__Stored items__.

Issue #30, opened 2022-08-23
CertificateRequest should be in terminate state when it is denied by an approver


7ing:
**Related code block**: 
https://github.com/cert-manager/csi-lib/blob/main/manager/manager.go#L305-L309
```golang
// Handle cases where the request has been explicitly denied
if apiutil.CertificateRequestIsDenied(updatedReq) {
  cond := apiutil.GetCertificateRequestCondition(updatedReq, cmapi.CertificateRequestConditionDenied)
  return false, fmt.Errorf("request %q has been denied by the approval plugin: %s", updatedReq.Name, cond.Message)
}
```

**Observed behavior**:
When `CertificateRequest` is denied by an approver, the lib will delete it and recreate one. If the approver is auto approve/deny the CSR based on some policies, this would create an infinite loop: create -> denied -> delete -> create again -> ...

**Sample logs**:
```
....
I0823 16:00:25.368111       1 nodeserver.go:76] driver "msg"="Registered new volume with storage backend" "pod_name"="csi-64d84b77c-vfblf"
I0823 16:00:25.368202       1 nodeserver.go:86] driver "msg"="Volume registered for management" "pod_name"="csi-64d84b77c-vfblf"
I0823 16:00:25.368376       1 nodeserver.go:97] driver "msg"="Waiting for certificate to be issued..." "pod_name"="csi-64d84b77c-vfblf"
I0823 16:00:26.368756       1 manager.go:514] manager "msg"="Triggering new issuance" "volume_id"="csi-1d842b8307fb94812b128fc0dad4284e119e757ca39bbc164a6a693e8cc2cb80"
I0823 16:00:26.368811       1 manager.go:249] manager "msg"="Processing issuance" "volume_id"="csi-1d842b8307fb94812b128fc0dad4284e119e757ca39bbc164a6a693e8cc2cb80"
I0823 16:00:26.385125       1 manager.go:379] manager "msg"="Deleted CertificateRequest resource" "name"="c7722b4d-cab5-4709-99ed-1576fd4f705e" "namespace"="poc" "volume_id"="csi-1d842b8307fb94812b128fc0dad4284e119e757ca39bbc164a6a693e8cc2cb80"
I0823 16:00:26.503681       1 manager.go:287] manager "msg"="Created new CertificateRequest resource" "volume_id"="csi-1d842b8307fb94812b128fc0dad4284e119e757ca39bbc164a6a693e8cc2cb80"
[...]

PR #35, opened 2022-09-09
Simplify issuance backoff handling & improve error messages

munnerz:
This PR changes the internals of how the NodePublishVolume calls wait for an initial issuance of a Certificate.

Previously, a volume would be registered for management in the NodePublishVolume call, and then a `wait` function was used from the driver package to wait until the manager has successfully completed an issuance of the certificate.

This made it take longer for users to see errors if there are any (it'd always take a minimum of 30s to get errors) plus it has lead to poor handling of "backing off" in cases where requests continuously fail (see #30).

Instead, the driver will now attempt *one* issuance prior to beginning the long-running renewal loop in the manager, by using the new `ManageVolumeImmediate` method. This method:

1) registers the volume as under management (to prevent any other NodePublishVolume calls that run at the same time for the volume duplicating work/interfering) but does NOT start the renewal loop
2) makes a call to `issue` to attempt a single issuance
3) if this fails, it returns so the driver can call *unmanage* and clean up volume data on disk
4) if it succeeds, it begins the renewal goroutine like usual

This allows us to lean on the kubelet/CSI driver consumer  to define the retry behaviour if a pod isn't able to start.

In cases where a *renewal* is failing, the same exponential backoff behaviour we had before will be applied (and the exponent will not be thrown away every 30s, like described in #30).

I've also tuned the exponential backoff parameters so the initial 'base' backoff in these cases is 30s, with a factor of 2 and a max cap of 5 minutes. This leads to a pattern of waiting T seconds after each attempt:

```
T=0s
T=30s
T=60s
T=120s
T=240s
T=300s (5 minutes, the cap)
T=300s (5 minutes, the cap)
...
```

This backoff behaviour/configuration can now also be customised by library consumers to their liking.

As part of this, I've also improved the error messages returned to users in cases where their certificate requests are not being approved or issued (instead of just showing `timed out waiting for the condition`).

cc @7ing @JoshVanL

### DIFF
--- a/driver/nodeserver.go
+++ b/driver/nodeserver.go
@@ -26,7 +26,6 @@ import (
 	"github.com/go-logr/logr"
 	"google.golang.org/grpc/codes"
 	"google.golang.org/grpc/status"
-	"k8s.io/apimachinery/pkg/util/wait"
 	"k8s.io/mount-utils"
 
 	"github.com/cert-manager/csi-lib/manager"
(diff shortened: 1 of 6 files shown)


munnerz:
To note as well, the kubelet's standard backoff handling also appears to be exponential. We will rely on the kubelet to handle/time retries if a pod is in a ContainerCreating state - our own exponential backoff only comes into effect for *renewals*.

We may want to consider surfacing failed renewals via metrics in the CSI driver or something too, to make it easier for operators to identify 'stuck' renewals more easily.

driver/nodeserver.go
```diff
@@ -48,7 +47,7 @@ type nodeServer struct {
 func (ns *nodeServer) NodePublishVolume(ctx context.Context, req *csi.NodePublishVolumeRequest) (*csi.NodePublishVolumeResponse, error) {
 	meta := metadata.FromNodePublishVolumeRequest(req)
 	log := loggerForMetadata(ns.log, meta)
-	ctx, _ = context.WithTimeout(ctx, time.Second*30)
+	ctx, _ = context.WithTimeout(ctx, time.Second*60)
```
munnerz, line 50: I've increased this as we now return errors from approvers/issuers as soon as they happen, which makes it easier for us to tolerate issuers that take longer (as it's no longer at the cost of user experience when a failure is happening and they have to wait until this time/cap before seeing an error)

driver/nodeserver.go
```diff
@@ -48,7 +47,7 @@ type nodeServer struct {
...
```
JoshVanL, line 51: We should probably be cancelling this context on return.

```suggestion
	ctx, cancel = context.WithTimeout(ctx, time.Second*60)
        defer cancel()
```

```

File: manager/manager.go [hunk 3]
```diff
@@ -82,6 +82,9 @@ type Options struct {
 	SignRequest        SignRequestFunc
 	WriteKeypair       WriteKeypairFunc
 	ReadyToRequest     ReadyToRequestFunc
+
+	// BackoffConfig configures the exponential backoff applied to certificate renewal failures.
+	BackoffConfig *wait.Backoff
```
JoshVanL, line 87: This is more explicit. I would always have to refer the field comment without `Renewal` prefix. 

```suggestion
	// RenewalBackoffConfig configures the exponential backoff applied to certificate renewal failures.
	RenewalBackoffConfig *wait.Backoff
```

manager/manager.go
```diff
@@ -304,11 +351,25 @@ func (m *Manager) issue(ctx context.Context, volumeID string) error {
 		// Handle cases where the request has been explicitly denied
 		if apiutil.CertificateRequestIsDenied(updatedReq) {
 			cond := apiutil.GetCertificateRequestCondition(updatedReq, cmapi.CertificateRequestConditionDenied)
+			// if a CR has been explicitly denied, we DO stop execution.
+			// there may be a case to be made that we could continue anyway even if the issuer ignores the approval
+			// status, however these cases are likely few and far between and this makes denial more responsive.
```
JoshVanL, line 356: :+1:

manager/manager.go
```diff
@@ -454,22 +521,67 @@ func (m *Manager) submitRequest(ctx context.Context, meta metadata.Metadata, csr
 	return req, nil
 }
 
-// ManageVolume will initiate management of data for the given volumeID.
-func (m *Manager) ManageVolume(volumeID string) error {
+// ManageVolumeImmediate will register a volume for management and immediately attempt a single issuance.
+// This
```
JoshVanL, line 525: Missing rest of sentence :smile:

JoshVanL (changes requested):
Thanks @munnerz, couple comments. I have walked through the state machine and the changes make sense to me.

__Task details__. Once you have read the entries, reproduce each one exactly.

__Problem solution__.
Issue #30, opened 2022-08-23
CertificateRequest should be in terminate state when it is denied by an approver


7ing:
**Related code block**: 
https://github.com/cert-manager/csi-lib/blob/main/manager/manager.go#L305-L309
```golang
// Handle cases where the request has been explicitly denied
if apiutil.CertificateRequestIsDenied(updatedReq) {
  cond := apiutil.GetCertificateRequestCondition(updatedReq, cmapi.CertificateRequestConditionDenied)
  return false, fmt.Errorf("request %q has been denied by the approval plugin: %s", updatedReq.Name, cond.Message)
}
```

**Observed behavior**:
When `CertificateRequest` is denied by an approver, the lib will delete it and recreate one. If the approver is auto approve/deny the CSR based on some policies, this would create an infinite loop: create -> denied -> delete -> create again -> ...

**Sample logs**:
```
....
I0823 16:00:25.368111       1 nodeserver.go:76] driver "msg"="Registered new volume with storage backend" "pod_name"="csi-64d84b77c-vfblf"
I0823 16:00:25.368202       1 nodeserver.go:86] driver "msg"="Volume registered for management" "pod_name"="csi-64d84b77c-vfblf"
I0823 16:00:25.368376       1 nodeserver.go:97] driver "msg"="Waiting for certificate to be issued..." "pod_name"="csi-64d84b77c-vfblf"
I0823 16:00:26.368756       1 manager.go:514] manager "msg"="Triggering new issuance" "volume_id"="csi-1d842b8307fb94812b128fc0dad4284e119e757ca39bbc164a6a693e8cc2cb80"
I0823 16:00:26.368811       1 manager.go:249] manager "msg"="Processing issuance" "volume_id"="csi-1d842b8307fb94812b128fc0dad4284e119e757ca39bbc164a6a693e8cc2cb80"
I0823 16:00:26.385125       1 manager.go:379] manager "msg"="Deleted CertificateRequest resource" "name"="c7722b4d-cab5-4709-99ed-1576fd4f705e" "namespace"="poc" "volume_id"="csi-1d842b8307fb94812b128fc0dad4284e119e757ca39bbc164a6a693e8cc2cb80"
I0823 16:00:26.503681       1 manager.go:287] manager "msg"="Created new CertificateRequest resource" "volume_id"="csi-1d842b8307fb94812b128fc0dad4284e119e757ca39bbc164a6a693e8cc2cb80"
[...]

PR #35, opened 2022-09-09
Simplify issuance backoff handling & improve error messages

munnerz:
This PR changes the internals of how the NodePublishVolume calls wait for an initial issuance of a Certificate.

Previously, a volume would be registered for management in the NodePublishVolume call, and then a `wait` function was used from the driver package to wait until the manager has successfully completed an issuance of the certificate.

This made it take longer for users to see errors if there are any (it'd always take a minimum of 30s to get errors) plus it has lead to poor handling of "backing off" in cases where requests continuously fail (see #30).

Instead, the driver will now attempt *one* issuance prior to beginning the long-running renewal loop in the manager, by using the new `ManageVolumeImmediate` method. This method:

1) registers the volume as under management (to prevent any other NodePublishVolume calls that run at the same time for the volume duplicating work/interfering) but does NOT start the renewal loop
2) makes a call to `issue` to attempt a single issuance
3) if this fails, it returns so the driver can call *unmanage* and clean up volume data on disk
4) if it succeeds, it begins the renewal goroutine like usual

This allows us to lean on the kubelet/CSI driver consumer  to define the retry behaviour if a pod isn't able to start.

In cases where a *renewal* is failing, the same exponential backoff behaviour we had before will be applied (and the exponent will not be thrown away every 30s, like described in #30).

I've also tuned the exponential backoff parameters so the initial 'base' backoff in these cases is 30s, with a factor of 2 and a max cap of 5 minutes. This leads to a pattern of waiting T seconds after each attempt:

```
T=0s
T=30s
T=60s
T=120s
T=240s
T=300s (5 minutes, the cap)
T=300s (5 minutes, the cap)
...
```

This backoff behaviour/configuration can now also be customised by library consumers to their liking.

As part of this, I've also improved the error messages returned to users in cases where their certificate requests are not being approved or issued (instead of just showing `timed out waiting for the condition`).

cc @7ing @JoshVanL

### DIFF
--- a/driver/nodeserver.go
+++ b/driver/nodeserver.go
@@ -26,7 +26,6 @@ import (
 	"github.com/go-logr/logr"
 	"google.golang.org/grpc/codes"
 	"google.golang.org/grpc/status"
-	"k8s.io/apimachinery/pkg/util/wait"
 	"k8s.io/mount-utils"
 
 	"github.com/cert-manager/csi-lib/manager"
(diff shortened: 1 of 6 files shown)


munnerz:
To note as well, the kubelet's standard backoff handling also appears to be exponential. We will rely on the kubelet to handle/time retries if a pod is in a ContainerCreating state - our own exponential backoff only comes into effect for *renewals*.

We may want to consider surfacing failed renewals via metrics in the CSI driver or something too, to make it easier for operators to identify 'stuck' renewals more easily.

driver/nodeserver.go
```diff
@@ -48,7 +47,7 @@ type nodeServer struct {
 func (ns *nodeServer) NodePublishVolume(ctx context.Context, req *csi.NodePublishVolumeRequest) (*csi.NodePublishVolumeResponse, error) {
 	meta := metadata.FromNodePublishVolumeRequest(req)
 	log := loggerForMetadata(ns.log, meta)
-	ctx, _ = context.WithTimeout(ctx, time.Second*30)
+	ctx, _ = context.WithTimeout(ctx, time.Second*60)
```
munnerz, line 50: I've increased this as we now return errors from approvers/issuers as soon as they happen, which makes it easier for us to tolerate issuers that take longer (as it's no longer at the cost of user experience when a failure is happening and they have to wait until this time/cap before seeing an error)

driver/nodeserver.go
```diff
@@ -48,7 +47,7 @@ type nodeServer struct {
...
```
JoshVanL, line 51: We should probably be cancelling this context on return.

```suggestion
	ctx, cancel = context.WithTimeout(ctx, time.Second*60)
        defer cancel()
```

```

File: manager/manager.go [hunk 3]
```diff
@@ -82,6 +82,9 @@ type Options struct {
 	SignRequest        SignRequestFunc
 	WriteKeypair       WriteKeypairFunc
 	ReadyToRequest     ReadyToRequestFunc
+
+	// BackoffConfig configures the exponential backoff applied to certificate renewal failures.
+	BackoffConfig *wait.Backoff
```
JoshVanL, line 87: This is more explicit. I would always have to refer the field comment without `Renewal` prefix. 

```suggestion
	// RenewalBackoffConfig configures the exponential backoff applied to certificate renewal failures.
	RenewalBackoffConfig *wait.Backoff
```

manager/manager.go
```diff
@@ -304,11 +351,25 @@ func (m *Manager) issue(ctx context.Context, volumeID string) error {
 		// Handle cases where the request has been explicitly denied
 		if apiutil.CertificateRequestIsDenied(updatedReq) {
 			cond := apiutil.GetCertificateRequestCondition(updatedReq, cmapi.CertificateRequestConditionDenied)
+			// if a CR has been explicitly denied, we DO stop execution.
+			// there may be a case to be made that we could continue anyway even if the issuer ignores the approval
+			// status, however these cases are likely few and far between and this makes denial more responsive.
```
JoshVanL, line 356: :+1:

manager/manager.go
```diff
@@ -454,22 +521,67 @@ func (m *Manager) submitRequest(ctx context.Context, meta metadata.Metadata, csr
 	return req, nil
 }
 
-// ManageVolume will initiate management of data for the given volumeID.
-func (m *Manager) ManageVolume(volumeID string) error {
+// ManageVolumeImmediate will register a volume for management and immediately attempt a single issuance.
+// This
```
JoshVanL, line 525: Missing rest of sentence :smile:

JoshVanL (changes requested):
Thanks @munnerz, couple comments. I have walked through the state machine and the changes make sense to me.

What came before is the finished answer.